- _RECORDS PROVIDED_:
PR #1676, opened 2022-10-17
Fix wrong scaling in NormalMetric

alebrigant:
This PR:

- redefines the metric on normal distributions using `PullbackDiffeoMetric` 
- changes the scaling of the embedding metric `PoincareHalfSpaceMetric` to 2.


ninamiolane (approved):
LGTM! Thanks for fixing this.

- _AIM OF THE EXERCISE_: If a line of the entries contains the string "scaling", it counts; report how many such lines there are, as a bare number.

- _ANSWER TO THIS PROBLEM_: 2